I’ve previously defended the commerce clause and taxing power justifications for the individual mandate to purchase health care coverage. But the chief threats to the rights in ACA lie not in any constitutional infirmities. Rather, they rest in defects of design. Even if the Supreme Court upholds the law, its basic protections may unravel in the future. As other public benefit programs have shown, it's difficult to sustain programs that serve only the poor. Universal programs like Medicare and Social Security fare much better than targeted programs like Medicaid, and ACA's access-to-coverage provisions are mostly aimed at the poor and near poor. If past is prologue, we need to worry whether the financially secure will support adequate funding for the coverage expansions over time.
A Medicare-for-all, single-payer reform would provide greater stability, but we know about the political obstacles to that path. A modified version of John McCain's 2008 health care reform proposal might be both effective and politically feasible.
"[T]he federal government could give everyone a voucher that would be worth the full cost of the lowest-priced health care plan on the market. People could purchase more expensive plans, but they would have to pay the difference in cost between their plans and the low-cost plan."

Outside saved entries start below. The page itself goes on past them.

PR #9413, opened 2026-08-11
feat(core): integrate trusted device MFA fulfillment

charIeszhao:
## Summary
Integrate trusted-device credential validation into the existing sign-in MFA guard. Persist successful fulfillment only in internal interaction storage while keeping public interaction data unchanged. Invalid or unavailable credentials fall back to conventional MFA.

Stacked on #9405.

## Testing
Unit tests

## Checklist
- [ ] .changeset
- [x] unit tests
- [ ] integration tests

### DIFF
--- a/packages/core/src/routes/experience/classes/experience-interaction.ts
+++ b/packages/core/src/routes/experience/classes/experience-interaction.ts
@@ -13,6 +13,7 @@ import {
 import { maskEmail, maskPhone } from '@logto/shared';
 import { conditional, trySafe } from '@silverhand/essentials';
 
+import { EnvSet } from '#src/env-set/index.js';
 import RequestError from '#src/errors/RequestError/index.js';
 import { buildUserPasswordPayload } from '#src/libraries/user.utils.js';
 import { type LogEntry } from '#src/middleware/koa-audit-log.js';
@@ -54,6 +55,12 @@ import {
 } from './verifications/index.js';
 import { VerificationRecordsMap } from './verifications/verification-records-map.js';
 
+type TrustedDeviceFulfillmentStatus =
+  /** A matching trusted-device fulfillment was restored from interaction storage. */
+  | 'stored'
+  /** A trusted-device credential was validated and stored during the current request. */
+  | 'validated';
+
 /**
  * Interaction is a short-lived session session that is initiated when a user starts an interaction flow with the Logto platform.
  * This class is used to manage all the interaction data and status.
@@ -73,6 +80,8 @@ export default class ExperienceInteraction {
   private readonly verificationRecords = new VerificationRecordsMap();
   /** The userId of the user for the current interaction. Only available once the user is identified. */
   private userId?: string;
+  /** Internal fulfillment state for the trusted-device MFA alternative. */
+  private trustedDeviceFulfillment?: InteractionStorage['trustedDeviceFulfillment'];
   private userCache?: User;
   private readonly adaptiveMfaValidator: AdaptiveMfaValidator;
 
@@ -144,6 +153,7 @@ export default class ExperienceInteraction {
       profile = {},
       mfa = {},
       userId,
+      trustedDeviceFulfillment,
       interactionEvent,
       captcha = {
         verified: false,
@@ -153,6 +163,7 @@ export default class ExperienceInteraction {
 
     this.#interactionEvent = interactionEvent;
     this.userId = userId;
+    this.trustedDeviceFulfillment = trustedDeviceFulfillment;
     this.profile = new Profile(libraries, queries, profile, interactionContext);
     this.mfa = new Mfa(libraries, queries, mfa, interactionContext);
     this.captcha = captcha;
@@ -382,7 +393,17 @@ export default class ExperienceInteraction {
       return;
     }
 
+    const trustedDeviceFulfillmentStatus = await this.tryFulfillMfaWithTrustedDevice(user.id);
+
+    if (trustedDeviceFulfillmentStatus === 'stored') {
+      return;
+    }
+
     this.assignAdaptiveMfaHookResult(user.id, adaptiveMfaResult);
+
+    if (trustedDeviceFulfillmentStatus === 'validated') {
+      return;
+    }
 
     const { primaryEmail, primaryPhone } = user;
     const maskedIdentifiers: Record<string, string> = {
@@ -671,12 +692,13 @@ export default class ExperienceInteraction {
 
   /** Convert the current interaction to JSON, so that it can be stored as the OIDC provider interaction result */
   public toJson(): InteractionStorage {
-    const { interactionEvent, userId, captcha } = this;
+    const { interactionEvent, userId, trustedDeviceFulfillment, captcha } = this;
     const signInContext = this.adaptiveMfaValidator.getSignInContext();
 
     return {
       interactionEvent,
       userId,
+      trustedDeviceFulfillment,
       profile: this.profile.data,
       mfa: this.mfa.data,
       verificationRecords: this.verificationRecordsArray.map((record) => record.toJson()),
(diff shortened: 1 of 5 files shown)


packages/core/src/routes/experience/classes/experience-interaction.ts
```diff
@@ -382,8 +393,18 @@ export default class ExperienceInteraction {
...
+
+    if (trustedDeviceFulfillmentStatus === 'stored') {
+      return;
+    }
+
     this.assignAdaptiveMfaHookResult(user.id, adaptiveMfaResult);
 
+    if (trustedDeviceFulfillmentStatus === 'validated') {
+      return;
+    }
```
simeng-li, line 406: This interleave gives `'validated'` the adaptive-MFA hook and `'stored'` none, which has a few consequences worth pinning down:

- Whether `PostSignInAdaptiveMfaTriggered` fires for a given interaction depends on which request happens to validate first, so client call order changes observable webhook behavior.
- The dedup isn't reliable. `assignReleaseAnywayInteractionHookResult` releases even when the request later fails, but `save()` only runs on success — so a request that validates here and then 422s on profile validation fires the hook *and* discards the fulfillment, and the next request fires it again.
- The payload gives a consumer no way to tell "user completed step-up MFA" from "step-up was satisfied by a device cookie", which is exactly the distinction a risk-scoring consumer of this hook cares about.

packages/core/src/routes/experience/classes/experience-interaction.ts
```diff
@@ -686,14 +708,52 @@ export default class ExperienceInteraction {
   }
 
   public toSanitizedJson(): SanitizedInteractionStorageData {
+    const { trustedDeviceFulfillment: _, ...interactionStorage } = this.toJson();
```
simeng-li, line 711: nit: worth a one-line comment on why this destructure exists. It's load-bearing but not self-evidently so — TypeScript wouldn't catch the leak if it were dropped, since excess-property checking doesn't apply to spread properties, and the only remaining backstop is zod stripping at `sanitizedInteractionStorageGuard`.

packages/core/src/routes/experience/classes/experience-interaction.ts
```diff
@@ -686,14 +708,52 @@ export default class ExperienceInteraction {
...
+    userId: string
+  ): Promise<TrustedDeviceFulfillmentStatus | undefined> {
+    // Trusted-device MFA fulfillment is under development and must remain isolated from released flows.
+    if (!EnvSet.values.isDevFeaturesEnabled) {
+      return;
+    }
+
+    if (this.trustedDeviceFulfillment?.userId === userId) {
+      return 'stored';
+    }
```
simeng-li, line 731: This short-circuits on a `userId` string comparison against a value that came out of the interaction's own storage, so requests 2…N of the same interaction re-verify nothing — no policy read, no cookie read, no device row read.

That means an in-flight interaction won't observe:

- the tenant policy being disabled — which `updateGlobalPolicy` deliberately pairs with `deleteAllByTenant()` in the same transaction
- an org flipping `isTrustedDeviceAllowed` (the effective policy is `organizations.every(...)`)
- the user deleting the device, or the credential passing `expiresAt`
- the cookie being cleared

The window is the full `Interaction` TTL (3600s in `oidc/init.ts`), and nothing shortens it — `fulfilledAt` is written below but read nowhere in the codebase.

Re-running just `validateCredential` here would be cheap (cookie read plus one `maybeOne` on the PK) and would catch all of the above except an org-level flip — the global disable included, since that purges the rows. For the org-level case, `fulfilledAt` could gate a periodic `getEffectivePolicy` re-resolve rather than never re-resolving.

packages/core/src/routes/experience/classes/experience-interaction.ts
```diff
@@ -686,14 +708,52 @@ export default class ExperienceInteraction {
...
+
+    const {
+      libraries: { trustedDevicePolicy, trustedDevices },
+    } = this.tenant;
+    const { enabled } = await trustedDevicePolicy.getEffectivePolicy(userId);
+
+    if (!enabled) {
+      return;
+    }
```
simeng-li, line 740: `getEffectivePolicy` runs `getOrganizationsByUserId`, an uncached DB query — `findDefaultSignInExperience` is well-known-cached, that one isn't. It fires on every guard call where MFA is required and not yet verified, for every tenant, including the overwhelming majority of browsers that have no trusted-device cookie at all.

That's at least one extra org-membership query per MFA sign-in, plus one per request to each of the six routes behind `verifiedInteractionGuard()` and to `POST /experience/profile`.

The cookie read is free and local. Could the library expose something like `hasCredentialCookie(ctx, userId)` so a missing cookie short-circuits before the policy is resolved? The policy would still gate acceptance — it just wouldn't gate lookup.

packages/core/src/routes/experience/classes/experience-interaction.ts
```diff
@@ -686,14 +708,52 @@ export default class ExperienceInteraction {
...
+
+    const trustedDevice = await trustedDevices.validateCredential(this.ctx, userId);
+
+    if (!trustedDevice) {
+      return;
+    }
```
simeng-li, line 746: `TrustedDeviceQueries.updateMetadataByIdAndUserId` sets `lastUsedAt: Date.now()` and refreshes `userAgent`/`ip`/`country`/`city`, but it has no callers anywhere in the repo, and this is the only credential-consumption site in the stack. Without a call here, `last_used_at` stays pinned at creation time and any device-management surface showing "last used" will be wrong.

Is that deferred to a later PR in the stack?

packages/core/src/routes/experience/classes/experience-interaction.ts
```diff
@@ -686,14 +708,52 @@ export default class ExperienceInteraction {
...
+
+    this.trustedDeviceFulfillment = {
+      userId,
+      trustedDeviceId: trustedDevice.id,
+      fulfilledAt: Date.now(),
+    };
```
simeng-li, line 752: Nothing is appended to the `log` entry `guardMfaVerificationStatus` receives when a trusted device satisfies the MFA requirement. The fulfillment does reach log payloads indirectly — via `save()`'s `prependAllLogEntries`, and the submit route's `log.append({ interaction: toJson() })` — but there's no explicit signal that an MFA requirement was waived.

Since the guard also fronts `POST /experience/mfa` and `POST /experience/profile`, this covers binding a new MFA factor and setting a new password, which are the cases where an admin most wants a greppable audit line.

packages/core/src/routes/experience/classes/experience-interaction.ts
charIeszhao: Thanks for calling this out. PostSignInAdaptiveMfaTriggered is intentionally a request-level signal that adaptive policy evaluated to require MFA, not an MFA-completion event or an interaction-level exactly-once event. The existing release-anyway path may already be observed more than once across repeated guard attempts. The stored/validated distinction only avoids re-emitting after fulfillment has been persisted; it does not change webhook delivery semantics. Adding a fulfillment method or changing dispatch timing would be a separate public webhook contract decision outside LOG-13977, so I am keeping the existing hook semantics here.

packages/core/src/routes/experience/classes/experience-interaction.ts
charIeszhao: Added the explanatory comment above the destructure. It now calls out that trusted-device fulfillment is internal authentication state and must be explicitly removed before the remaining interaction storage is spread into the sanitized response.

packages/core/src/routes/experience/classes/experience-interaction.ts
charIeszhao: The stored value is intentionally interaction-scoped fulfillment, equivalent to interactive MFA verification already accepted within the same interaction. LOG-13977 explicitly orders stored fulfillment before policy and credential validation, so policy changes or revocation govern future interactions rather than retroactively invalidating a fulfilled one. Also, the latest #9405 semantics retain records on global disable and no longer purge or lock the table, so that premise has changed. Keeping the interaction-scoped early exit here.

packages/core/src/routes/experience/classes/experience-interaction.ts
charIeszhao: The latest #9405 no longer loads all organizations here; effective-policy resolution now uses a targeted existence query. LOG-13977 also explicitly orders effective-policy resolution before cookie validation. Adding a new cookie-presence API would expand the completed LOG-13975 credential-library scope, so I am keeping the documented order in this focused guard-integration PR. We can revisit a credential-first optimization separately if profiling shows it is needed.

packages/core/src/routes/experience/classes/experience-interaction.ts
charIeszhao: Yes, this is deferred to LOG-13978. Its acceptance criteria explicitly require successful trusted-device use to update last-used metadata best-effort after the overall sign-in succeeds. Doing it in this guard would update metadata before the request and sign-in outcome are known, so this PR only establishes fulfillment.

packages/core/src/routes/experience/classes/experience-interaction.ts
charIeszhao: This is deferred to LOG-13980, which owns TrustedDevice.Used audit events and explicitly requires them to be written only after the overall sign-in succeeds. Emitting an explicit usage signal from this guard could record failed requests or intermediate profile and MFA calls, so LOG-13977 keeps only the internal fulfillment state for the later success-boundary work.

simeng-li (approved):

I understand the point that programs have more popular support when they have a broad base of beneficiaries, but I have a hard time seeing how it could be more efficient to tax me enough to provide benefits for the poor *and* for the voucher for me, and then give me the voucher back. I mean, I suppose there could be some efficiencies of scale, but more likely the extra transactions costs and government bureaucracy would eat away at those efficiencies and more.
Posted by: Tung Yin | January 30, 2012 at 04:34 PM
If I'm understanding your point correctly, I think it's hard to predict efficiencies with health care systems. Medicare taxes you enough to provide benefits for the poor and for you after age 65, and it operates with lower administrative costs than does the combination of private insurance and Medicaid for persons under age 65. But even if a universal voucher sacrificed efficiency over a more ideal alternative, the advantages of a universal system (e.g., ensuring access to coverage) would compensate for the loss of efficiency.
Posted by: David Orentlicher | January 30, 2012 at 05:48 PM
Hmm, but is it accurate to say that Medicare taxes me "enough"? Considering the massive unfunded liability in Medicare, it seems that Medicare does not come close to taxing enough to pay for what it's promising.
Posted by: Tung Yin | January 30, 2012 at 06:18 PM
Race-to-the-bottom plans are likely to fail (in terms of health care coverage) for many reasons that have been well documented by responses to previous pro-voucher arguments. One way to prevent sub-standard care (or, every time some treatment is needed, fighting with the insurance company over what is medically necessary) is to REQUIRE than all members of Congress (and their families) be enrolled in the proposed "bottom" or "base-line" plan. If it's good enough for the American people, it should be good enough for the lawmakers.
Posted by: junior prof | February 02, 2012 at 09:22 PM
Nice Post
Posted by: Dora Romero | February 06, 2012 at 09:24 PM
For the increasing number of elderly Americans that needs special care, the government must give attention in all health care providers. They should know if they can still afford the expenses with tax for the health care services.